Revamped AP Physics approved by College Board

After much deliberation about the Advanced Placement Physics course at the school last year, the school appealed to the College Board and was approved to teach a two-year AP Physics course in one year.

“We weren’t certain the College Board would approve us teaching [AP Physics] in one year because they made it a two-year class,” said AP Physics teacher Kirk Davis. “Plus, the previous plan to open a two-year course would have deterred students mainly interested in taking the class for some exposure to physics.”

The class syllabus was submitted to the College Board in March, and while waiting for approval, the school submitted Physics Honors in case the preferred plan didn’t work out.

The next step was discussing with the University of California to see how it and other colleges would view the class, said Davis.

In order to clarify to colleges that students have taken both AP Physics 1 and AP Physics 2 in one year, each semester of the class will show up separately on students’ transcripts.

Davis said the UCs and other colleges will give the student only one year of physics credit, but a student’s transcript will show that he or she has taken two full years of content.

Also, according to Davis, the curriculum of the course has not gone through much change from previous years. The only change is that an additional chapter about rotational dynamics will be taught and tested this year.

Not only did the College Board separate the AP Physics B course into a two-year class last year, but the board also split the AP Physics test into two separate tests.

Other than the addition of rotational dynamics to the curriculum, the only other change is the structure of the AP test itself. Now, students will no longer have to memorize 40 formulas; rather, they will be given the formulas and have to apply them to more advanced, two-step problems. And a calculator may be required.

The number of problems on the AP test has also been cut from 70 questions to 50.

“There was real time pressure [on the old AP test], and you had to recall all the formulas,” Davis said. “It was an exercise not in pure physics in many ways. They are trying to make it much more physics based.”

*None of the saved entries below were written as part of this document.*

PR #12195, opened 2025-10-16
Upgrade components in acceptance test workflow

### LINKED ISSUE #12152: Update acceptance workflow
### Problem

Upgrade acceptance workflow components

- consensus node: v0.66.0 or v0.67.0 when released
- block node: v0.20.0
- mirror node: v0.140.0
- solo: v0.46.1 - some commands have changed since v0.43.0, refer to solo cli migration guide: https://github.com/hiero-ledger/solo/blob/main/docs/site/content/en/docs/cli-migrations.md

In addition:

- add the workflow file to `on.pull_request.paths`

### Solution

see the description

### Alternatives

_No response_

xin-hedera:
**Description**:

This PR upgrades components in acceptance test workflow

- block node v0.20.1, consensus node v0.67.0, mirror node v0.141.0-rc1, nodejs v22, solo v0.46.1
- migrate solo cli commands
- use new helm release name `mirror-1` to run acceptance test
- use new block node service name `block-node-1`

**Related issue(s)**:

Fixes #12152 

**Notes for reviewer**:

**Checklist**

### DIFF
--- a/.github/workflows/acceptance.yaml
+++ b/.github/workflows/acceptance.yaml
@@ -157,7 +157,7 @@ jobs:
           echo "Solo cluster setup completed successfully!"
 
       - name: Run acceptance tests
-        run: stdbuf -oL helm test "${HELM_RELEASE_NAME}" -n "${SOLO_NAMESPACE}" --logs --filter name="${HELM_RELEASE_NAME}-mirror-acceptance" --timeout 20m | tee output_log.txt
+        run: helm test "${HELM_RELEASE_NAME}" -n "${SOLO_NAMESPACE}" --logs --filter name="${HELM_RELEASE_NAME}-mirror-acceptance" --timeout 20m | tee output_log.txt
 
       - name: Parse acceptance tests logs and set k6 environment variables
         if: ${{ matrix.stream-type != 'BLOCK' }}


xin-hedera:
looks like running with block node is unstable, the job succeeded after 2-3 runs.

.github/workflows/acceptance.yaml
```diff
@@ -40,13 +41,15 @@ jobs:
           - BLOCK
     timeout-minutes: 40
     env:
-      BLOCK_NODE_CHART_VERSION: v0.17.1
-      CONSENSUS_VERSION: v0.65.1
-      MIRROR_NODE_VERSION: v0.139.0-rc3
+      BLOCK_NODE_CHART_VERSION: v0.20.1
+      CONSENSUS_VERSION: v0.67.0
+      HELM_RELEASE_NAME: mirror-1
+      MIRROR_NODE_VERSION: v0.141.0-rc1
```
jnels124, line 47: would it be better to find the latest tag and use that for mirrornode version? I guess that potentially will cause incompatibilities with other components but just wondering if it is worth it to do so.

jnels124 (approved):

.github/workflows/acceptance.yaml
rbarker-dev: We should always use a specific version. It might be a good idea **(future)** to add this as an input to the flow that could be specified for testing. That way you could do `${{ inputs.mirror-node-version }}` and pass `latest` in there.

.github/workflows/acceptance.yaml
rbarker-dev, line 1: If solo version is `< 0.44.0` this workflow will be incompatible. There should be an error condition for that.

rbarker-dev (approved):

.github/workflows/acceptance.yaml
xin-hedera: there is no `latest`  tag for helm charts, however that can be retrieved with `helm search repo --devel hedera-mirror-common`. That'll make it automatic and should work for most scenarios.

The goals of the class have also changed; now, students start with big ideas and have to learn to apply them, Davis said. But he said they are not as technical as they used to be.

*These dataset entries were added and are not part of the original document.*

PR #12196, opened 2025-10-16
Enhance the contract results REST endpoint to return latest failed result

### LINKED ISSUE #12116: Enhance /contracts/results/{transactionIdOrHash} endpoint
### Problem

If a transaction fails against the consensus node, as a user I want to be able to get the contract result and check the reason for the fail. With the current implementation of the endpoint, the `WRONG_NONCE` and `DUPLICATE_TRANSACTION` transaction results are filtered and no result is returned in some cases although there is such. 

### Solution

The /contracts/results/{transactionIdOrHash} endpoint can be changed to remove the `WRONG_NONCE` and `DUPLICATE_TRANSACTION` filter and return the latest successful result (if there is such) or the latest unsuccessful.

### Alternatives

_No response_

bilyana-gospodinova:
**Description**:
This PR changes the `/contracts/results/{transactionIdOrHash}` endpoint in the following way - in case of `WRONG_NONCE` or `DUPLICATE_TRANSACTION` result they are not filtered anymore and the latest unsuccessful result is returned (if there is no successful). This way the user can know in all cases the reason why a transaction failed (when there is a contract result available).

The transaction queries are modified to reflect the change in the implementation above. The explicit filtering of both statuses is removed. Also, only the needed result is returned now by the queries. Previously, a list of results was returned and then in the `contractController` only the first result was used. Also, in case multiple transactions were returned, an error was thrown.

With the new implementation an error is not thrown anymore as only one result is returned by the query (the latest, matching by nonce, if provided). If a nonce is not provided, a 0 is assumed for its value. This way this matches the previous implementation where a list was returned, sorted ascending and only the first result was used (effectively nonce == 0).

To reflect the changes in this PR, multiple tests needed to be adapted to match the change in the transaction queries.

Fixes #12116

### DIFF
--- a/rest/__tests__/service/transactionService.test.js
+++ b/rest/__tests__/service/transactionService.test.js
@@ -92,7 +92,7 @@ describe('TransactionService.getTransactionDetailsFromTransactionId tests', () =
       0
     );
     expect(pickTransactionFields(actual)).toIncludeSameMembers([
-      {consensusTimestamp: 6, payerAccountId: defaultPayerEncodedId}
+      {consensusTimestamp: 6, payerAccountId: defaultPayerEncodedId},
     ]);
   });
 
@@ -101,7 +101,7 @@ describe('TransactionService.getTransactionDetailsFromTransactionId tests', () =
       TransactionId.fromString(`${defaultPayerId.toString()}-0-${duplicateValidStartNs}`)
     );
     expect(pickTransactionFields(actual)).toIncludeSameMembers([
-      {consensusTimestamp: 11, payerAccountId: defaultPayerEncodedId}
+      {consensusTimestamp: 11, payerAccountId: defaultPayerEncodedId},
     ]);
   });
 
--- a/rest/service/transactionService.js
+++ b/rest/service/transactionService.js
@@ -65,10 +65,12 @@ class TransactionService extends BaseService {
    */
   async getTransactionDetailsFromTransactionId(transactionId, nonce = undefined) {
     const maxConsensusTimestamp = BigInt(transactionId.getValidStartNs()) + maxTransactionConsensusTimestampRangeNs;
-    return this.getTransactionDetails(
-      TransactionService.transactionDetailsFromTransactionIdQuery,
-      [transactionId.getEntityId().getEncodedId(), transactionId.getValidStartNs(), maxConsensusTimestamp, nonce],
-    );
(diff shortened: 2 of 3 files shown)


rest/service/contractService.js
```diff
@@ -217,7 +215,7 @@ class ContractService extends BaseService {
           ), (
```
jnels124: would it be better to just do something like this?
```
SELECT *
FROM contract_transaction_hash
WHERE hash = $1
ORDER BY (transaction_result = 22) DESC,  -- prefer result 22
         consensus_timestamp DESC          -- then newest
LIMIT 1;
```

rest/service/transactionService.js
```diff
@@ -19,9 +20,26 @@ class TransactionService extends BaseService {
            ${Transaction.SCHEDULED}, ${Transaction.TYPE},
            ${Transaction.PAYER_ACCOUNT_ID}
     from ${Transaction.tableName}
-    where ${Transaction.PAYER_ACCOUNT_ID} = $1 
-          and ${Transaction.CONSENSUS_TIMESTAMP} >= $2 and ${Transaction.CONSENSUS_TIMESTAMP} <= $3
-          and ${Transaction.VALID_START_NS} = $2`;
+    where ${Transaction.CONSENSUS_TIMESTAMP} = coalesce((
```
jnels124: think this can be similar to previous comment

rest/service/contractService.js
bilyana-gospodinova: Addressed. Thanks, the query looks a lot more simpler and cleaner now.

rest/service/transactionService.js
bilyana-gospodinova: Addressed

rest/__tests__/service/transactionService.test.js
```diff
@@ -17,7 +17,6 @@ const contractCreateType = TransactionType.getProtoId('CONTRACTCREATEINSTANCE');
 const ethereumTxType = TransactionType.getProtoId('ETHEREUMTRANSACTION');
 const duplicateTransactionResult = TransactionResult.getProtoId('DUPLICATE_TRANSACTION');
```
IvanKavaldzhiev, line 18: Is duplicateTransactionResult used any more? Probably we can delete it too.

bilyana-gospodinova: It is used in 3 places.

jnels124 (approved):
LGTM

PR #347, opened 2022-05-30
Created automated format checking script

NewBobCon:
I created a GitHub action to automatically run clang-format during push and pull requests whenever a .cpp or .h file is included. This action has been tested on a separate fork of Graphitti so it should work straight away.


stiber (approved):
Looks good to me. Still hard to believe our code is now formatted consistently!

Issue #331, opened 2022-05-06
Create UML class diagrams using PlantUML


stiber:
Right now, we have hand-drawn class diagrams, which are included as images. They were drawn in OmniGraffle on a Mac, so are not easily modifiable by anyone else and, of course, GitHub can't track changes in the source document. Let's switch to PlanUML, as with other UML diagrams, to eliminate these problems and to generate up-to-date diagrams.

In the free-response portion, for example, there will be more questions in which students have to justify answers in a paragraph.

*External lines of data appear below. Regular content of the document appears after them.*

PR #352, opened 2022-06-10
Factory cleanup

### LINKED ISSUE #361: Clean up code of factory classes
All factory classes have a map with key names associated with a pointer to the create method of a given class. Currently, the create method loops through the map data structure to find the correct class; this is unnecessary and unexpected since you can access the class name from a map using `find`.

These classes should be changed to use `find`, if nothing else it would make the code easier to read.

jardiamj:
Closes #361.

I did some cleaned up of the various factory classes. If nothing else, this should improve readability.

Summary:

- Switched to using `find`, instead of looping over the `createFunctions` map.
- Changed `noiseRNG` from a naked pointer to a `shared_ptr`.
- Removed not needed class member pointer to the instance created by the factory.
- Wrote Unit Tests for all factory classes.
- Fixed Segmentation fault on destruction of `Connections911` class (revealed by the unit tests).

### DIFF
--- a/Simulator/Utils/Global.h
+++ b/Simulator/Utils/Global.h
@@ -53,6 +53,7 @@
 extern int g_debug_mask;
 
    #include <cassert>
+   #include <memory>
    #include <sstream>
    #ifdef _WIN32   //needs to be before #include "bgtypes.h" or the #define BGFLOAT will cause problems
       #include <windows.h>                 //warning! windows.h also defines BGFLOAT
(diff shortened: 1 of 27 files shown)


Simulator/Utils/Global.h
```diff
@@ -65,6 +64,7 @@ typedef unsigned long long int uint64_t;   //included in inttypes.h, which is no
    //#include "Norm.h"
    #include "Coordinate.h"
    #include "VectorMatrix.h"
+   #include "memory"
```
stiber, line 67: Should this be `#include <memory>`?

jardiamj: Fixed. It is odd that both include forms work and point to the same file.

jardiamj:
Can we merge this?

stiber (approved):

stiber:
Sorry for the slow response time...

Issue #369, opened 2022-10-18
Modify 911 model to load initial graph structure from a GraphML file


jardiamj:
The previous proof of concept used a grid layout for setting up the initial 911 graph structure. Since the communication links between 911 entities (Caller Regions, PSAPs, and Responders) depend on their geographical location and boundaries, we are now extracting these relationships from a set of Geographic Information Systems (GIS) files into a graph. This graph is saved to a GraphML file that can later be loaded into the Simulator.

We need to modify the corresponding `Layout`, `Connections`, `AllVertices`, and `AllEdges` classes to use the GraphML file to create vertices, edges, index maps, and their properties.

PR #379, opened 2022-11-12
Added ability to read GraphML files into Graphitti

jardiamj:
This PR addresses most of what is needed for reading the initial graph from graphML files. I created a GraphManager class that wraps around some Boost Graph Library functionality.

It addresses most of what is needed for issue #369. Not all the parameters needed for a fully functional 911 implementation are there yet, but that will be addressed in a different PR so as to not make this one too big.


Simulator/Layouts/Neuro/FixedLayout.cpp
```diff
@@ -12,14 +12,39 @@
...
+         (*dist2_)(n, n2) = ((*xloc_)[n] - (*xloc_)[n2]) * ((*xloc_)[n] - (*xloc_)[n2])
+                            + ((*yloc_)[n] - (*yloc_)[n2]) * ((*yloc_)[n] - (*yloc_)[n2]);
+
+         // both points are equidistant from each other
+         (*dist2_)(n2, n) = (*dist2_)(n, n2);
+      }
+   }
+
+   // take the square root to get actual distance (Pythagoras was right!)
+   (*dist_) = sqrt((*dist2_));
```
stiber, line 45: So, why does the superclass own the `dist_` and `dist2_` variables, but they're initialized in the subclass?

stiber (changes requested):
One question to address. Might not require a change.

Simulator/Layouts/Neuro/FixedLayout.cpp
jardiamj: This is a good question. Both `dist_` and `dist2_` are calculated from `xloc_` and `yloc_`, and since their initialization is different in the 911 system, I had to move the initialization of all those arrays to the subclasses. I realize now that this probably breaks `DynamicLayout`, which I am not sure what it does exactly but looking at its code it could inherit from `FixedLayout` and just override `printParameters()`, `generateVertexTypeMap()`, and `initStarterMap()`.

And the question is how to handle class members that are common to all models but whose initialization differs. Should they be part of the base class, or moved to their respective derived classes?

stiber (approved):
If you saw a question in your email, it's because I forgot that `delta_` became a local variable.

AP Physics students feel most strongly about the split of the AP test. Some agree with the decision to split the test in two and believe it will be beneficial.

I think the two tests make it better because then each test will concentrate on sections of physics that are closely related to another. This would help me do better on the test,” junior Josh Dey said.

Junior Maya Sripadam thinks the changes to the testing are somewhat unfair.

“I'm not a fan of the situation because as far as I know we are still getting the same amount of credits as any other AP level science — and they are only taking one test,” Sripadam said.

How does Davis feel about the testing changes?

“Instead of three hours of fun, they get six hours of fun now at the end of the year,” Davis said.